Three of the emails were returned as undeliverable. Twenty-three of the twenty-seven, emailed business students responded to the survey. Twenty-two of the twenty-three respondents indicated that the new course added significant value. In addition to the overall positive responses, SWOT., mock interviews and networking were specific components of the new course that received the greater part of the positive feedback. And, while the bulk of the comments, regarding the components of the new course were positive, a few respondents noted that, in their opinion, some of the new course components could be modified; and that some components may be less important than others. Some respondents offered constructive suggestions for improving the course. Collectively, there were twenty-two pages of comments. Some of the more consistent and more salient comments are included below. In a few cases, respondents had very different views (please see, for example, 2. and .8)

1. I enjoy the changes that you are making in the program and think that they will benefit many students to come. Memos have become irrelevant, so I am glad that section is changing. I love the SWOT analysis. While many people talk about this analysis, few show how it can change a company. With the SWOT analysis, I think it would be vital to have students write a business plan using their own analysis.
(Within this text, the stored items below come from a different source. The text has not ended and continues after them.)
Issue #1479, opened 2024-05-18
Wrap GRPC::CANCELED and DEADLINE_EXCEEDED in an SDK Timeout exception for Update


drewhoskins-temporal:
So that users only have to catch one predictable exception

PR #1524, opened 2024-06-20
Wrap GRPC::CANCELED and DEADLINE_EXCEEDED in an SDK Timeout exception…

Quinn-With-Two-Ns:
Based on https://github.com/temporalio/features/issues/483#issuecomment-2150832036

Closes https://github.com/temporalio/sdk-go/issues/1479

### DIFF
--- a/client/client.go
+++ b/client/client.go
@@ -453,6 +453,12 @@ type (
 	// WARNING: Worker versioning is currently experimental.
 	WorkerVersioningRules = internal.WorkerVersioningRules
 
+	// WorkflowUpdateRPCTimeoutOrCancelledError is an error that occurs when an update RPC call times out or is cancelled.
+	//
+	// Note, this is not related to any general concept of timing out or cancelling a running update, this is only related to the client call itself.
+	// NOTE: Experimental
+	WorkflowUpdateRPCTimeoutOrCancelledError = internal.WorkflowUpdateRPCTimeoutOrCancelledError
+
 	// Client is the client for starting and getting information about a workflow executions as well as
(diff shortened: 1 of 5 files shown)


client/client.go
```diff
@@ -453,6 +453,12 @@ type (
 	// WARNING: Worker versioning is currently experimental.
 	WorkerVersioningRules = internal.WorkerVersioningRules
 
+	// WorkflowUpdateRPCTimeoutOrCancelledError is an error that occurs when an update RPC call times out or is cancelled.
+	//
+	// Note, this is not related to any general concept of timing out or cancelling a running update, this is only related to the client call itself.
+	// NOTE: Experimental
+	WorkflowUpdateRPCTimeoutOrCancelledError = internal.WorkflowUpdateRPCTimeoutOrCancelledError
```
cretz, line 460: I used `RPC` because it's `RPCError` in Python to differentiate between RPC and non-RPC errors (e.g. if we have an actual client-side update timeout error which is different than this one). But Go uses the `serviceerror` package to differentiate RPC errors. So if you want, you could change this to `WorkflowUpdateServiceTimeoutOrCancelledError` or something like that, unsure. But I'm fine with this too.

cretz (approved):

client/client.go
cretz, line 460: If you would like, you can only use one `l`, e.g. `WorkflowUpdateRPCTimeoutOrCanceledError`, since that's what we do at https://pkg.go.dev/go.temporal.io/api/serviceerror#Canceled. Different languages do different things there.

PR #1530, opened 2024-06-25
Add workflow safe Mutex and Semaphore

Quinn-With-Two-Ns:
Add workflow safe Mutex and Semaphore. Based on Go standard [Mutex](https://pkg.go.dev/sync) and [Semaphore](https://pkg.go.dev/golang.org/x/sync/semaphore). Notable difference for the `Mutex` is our mutex supports cancellation of a lock request. I did this to match `Semaphore` and most other Go SDK primitives.

### DIFF
--- a/internal/internal_workflow.go
+++ b/internal/internal_workflow.go
@@ -90,7 +90,8 @@ type (
 
 	// Implements Semaphore interface
 	semaphoreImpl struct {
-		count int64
+		size int64
+		cur  int64
 	}
 
 	// Dispatcher is a container of a set of coroutines.
@@ -1788,26 +1789,27 @@ func (m *mutexImpl) IsLocked() bool {
 
 func (s *semaphoreImpl) Acquire(ctx Context, n int64) error {
 	err := Await(ctx, func() bool {
-		return s.count >= n
+		return s.size-s.cur >= n
 	})
 	if err != nil {
 		return err
 	}
-	s.count -= n
+	s.cur += n
 	return nil
 }
 
 func (s *semaphoreImpl) TryAcquire(ctx Context, n int64) bool {
-	if s.count < n {
-		return false
+	assertNotInReadOnlyState(ctx)
+	success := s.size-s.cur >= n
+	if success {
+		s.cur += n
 	}
-	s.count -= n
-	return true
+	return success
 }
 
 func (s *semaphoreImpl) Release(n int64) {
-	s.count += n
-	if s.count > 0 {
+	s.cur -= n
+	if s.cur < 0 {
 		panic("Mutex.Release() released more than held")
 	}
 }
--- a/internal/internal_workflow.go
+++ b/internal/internal_workflow.go
@@ -83,6 +83,16 @@ type (
 		settable Settable // used to unblock the future when all coroutines have completed
 	}
 
+	// Implements Mutex interface
+	mutexImpl struct {
+		locked bool
+	}
+
+	// Implements Semaphore interface
+	semaphoreImpl struct {
+		count int64
+	}
+
 	// Dispatcher is a container of a set of coroutines.
 	dispatcher interface {
 		// ExecuteUntilAllBlocked executes coroutines one by one in deterministic order
@@ -278,6 +288,8 @@ var _ Channel = (*channelImpl)(nil)
 var _ Selector = (*selectorImpl)(nil)
 var _ WaitGroup = (*waitGroupImpl)(nil)
 var _ dispatcher = (*dispatcherImpl)(nil)
+var _ Mutex = (*mutexImpl)(nil)
+var _ Semaphore = (*semaphoreImpl)(nil)
 
 // 1MB buffer to fit combined stack trace of all active goroutines
 var stackBuf [1024 * 1024]byte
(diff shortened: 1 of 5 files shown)


internal/internal_workflow.go
```diff
@@ -1742,3 +1754,56 @@ func (us updateSchedulerImpl) Spawn(ctx Context, name string, highPriority bool,
...
+func (s *semaphoreImpl) TryAcquire(ctx Context, n int64) bool {
+	if s.count < n {
+		return false
+	}
+	s.count -= n
+	return true
+}
+
+func (s *semaphoreImpl) Release(n int64) {
+	s.count += n
```
cretz, line 1808: Arguably could have a panic here if count exceeds the initial number given at construction

internal/internal_workflow.go
```diff
@@ -1742,3 +1754,56 @@ func (us updateSchedulerImpl) Spawn(ctx Context, name string, highPriority bool,
...
+}
+
+func (m *mutexImpl) Unlock() {
+	if !m.locked {
+		panic("Mutex.Unlock() was called on an unlocked mutex")
+	}
+	m.locked = false
+}
+
+func (m *mutexImpl) IsLocked() bool {
```
cretz, line 1784: Would be ok if you didn't expose this, but up to you

internal/internal_workflow.go
```diff
@@ -1742,3 +1754,56 @@ func (us updateSchedulerImpl) Spawn(ctx Context, name string, highPriority bool,
...
+		return !m.locked
+	})
+	if err != nil {
+		return err
+	}
+	m.locked = true
+	return nil
+}
+
+func (m *mutexImpl) TryLock(ctx Context) bool {
```
cretz, line 1769: Arguably don't need a context here, but I don't mind it, so long as it's understood that calling `Lock` with a cancelled context is different than calling `TryLock` with a cancelled context.

cretz (approved):
LGTM. You are lucky that only one awaiter is ever awoken at a time, heh.

internal/internal_workflow.go
Quinn-With-Two-Ns: Let me double check what Go's semaphore does, I don't think it cares

internal/internal_workflow.go
Quinn-With-Two-Ns: I exposed it because I wanted a condition a user could check in an `Await` or update validator

internal/internal_workflow.go
Quinn-With-Two-Ns: Ah I added a context here so I could add a check this wasn't being called in an read only context.

internal/internal_workflow.go
Quinn-With-Two-Ns: AH yes it should panic

Quinn-With-Two-Ns: Added a panic here

internal/internal_workflow.go
```diff
@@ -1742,3 +1755,61 @@ func (us updateSchedulerImpl) Spawn(ctx Context, name string, highPriority bool,
...
+	if m.locked {
+		return false
+	}
+	m.locked = true
+	return true
+}
+
+func (m *mutexImpl) Unlock() {
+	if !m.locked {
+		panic("Mutex.Unlock() was called on an unlocked mutex")
```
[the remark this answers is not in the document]
Quinn-With-Two-Ns: Yes, this is programming error, same as accessing a null value or access an array out of bounds which all panic and is consistent with how Go's native mutext behaves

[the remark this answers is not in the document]
Sushisource: Sure, of course that's true, I'm just thinking maybe we want to afford some different control for our alternatives given that our environment is different from a normal programming environment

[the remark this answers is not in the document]
Quinn-With-Two-Ns: I think in our environment it is even more important this is a panic vs an error that users could unintentionally handle  incorrectly.

internal/internal_workflow.go
```diff
@@ -1742,3 +1755,61 @@ func (us updateSchedulerImpl) Spawn(ctx Context, name string, highPriority bool,
...
+	if success {
+		s.cur += n
+	}
+	return success
+}
+
+func (s *semaphoreImpl) Release(n int64) {
+	s.cur -= n
+	if s.cur < 0 {
+		panic("Mutex.Release() released more than held")
```
dandavison, line 1813:
```suggestion
		panic("Semaphore.Release() released more than held")
```

internal/internal_workflow.go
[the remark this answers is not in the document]
Sushisource: Sure, that's probably true. Works for me then. I think it's worth at least considering the options here but I agree it sounds like there's not a great case for making them return errors instead.

Sushisource (approved):

test/integration_test.go
```diff
@@ -1562,6 +1562,122 @@ func (ts *IntegrationTestSuite) TestUpdateWorkflowCancelled() {
...
+		WorkflowID:   run.GetID(),
+		RunID:        run.GetRunID(),
+		UpdateName:   "update",
+		WaitForStage: client.WorkflowUpdateStageAccepted,
+		Args:         []interface{}{false},
+	})
+	ts.NoError(err)
+	// Cancel the workflow, this should cancel any update blocking on the mutex
+	ts.NoError(ts.client.CancelWorkflow(ctx, run.GetID(), run.GetRunID()))
+	ts.Error(updateToCancel.Get(ctx, nil))
```
dandavison, line 1622: Is this assertion checking that the blocking wait operation on a mutex is cancellable, or just checking that canceling a workflow cancels pending updates?

(I'm finding the tests a bit hard to follow; I think they would be easier to follow if there were a few smaller tests each testing something narrower.)

Quinn-With-Two-Ns: The former, the later is not a feature. I would leave the test as is since is is trying to test multiple updates at once competing for the  lock.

2. I have to say that I would prefer the Table 1 version. As a student, I would have hated doing the interviews, searches for job announcements, mock interviews and community service. All those elements are important, but possibly for a class focused on career placement, not this class.

3. After reviewing the letter, Table 1, Table 2 and the comparison document, I feel the updated course curriculum would better prepare a business student for a future career. The updated curriculum seems less hypothetical and more focused on helping the student understand who they are. Businesses are taking a more informal approach to writing.... When I ask professional copywriters their thoughts on rules regarding grammar, their answer is always, "Grammar rules are very vague and ever changing. As long as you maintain consistency and avoid spelling errors, you will be safe." ... A good portion of these students may already have careers. To help the working student, have them write something for their company.

4. I like how you have replaced the "contrived" with real experiences, real reflections, real self-awareness, real aspirations and real steps to obtain the desired outcome. Too many students graduate and fall into jobs that they don't want, that don't fit their natural abilities and ultimately don't bring fulfillment. Also, I would encourage the instructor to consistently remind students that nearly all business leaders have an open door policy when it comes to helping students. Nothing is more American than helping a student. In contrast, once a student graduates almost no insiders will talk to them. Think about it. …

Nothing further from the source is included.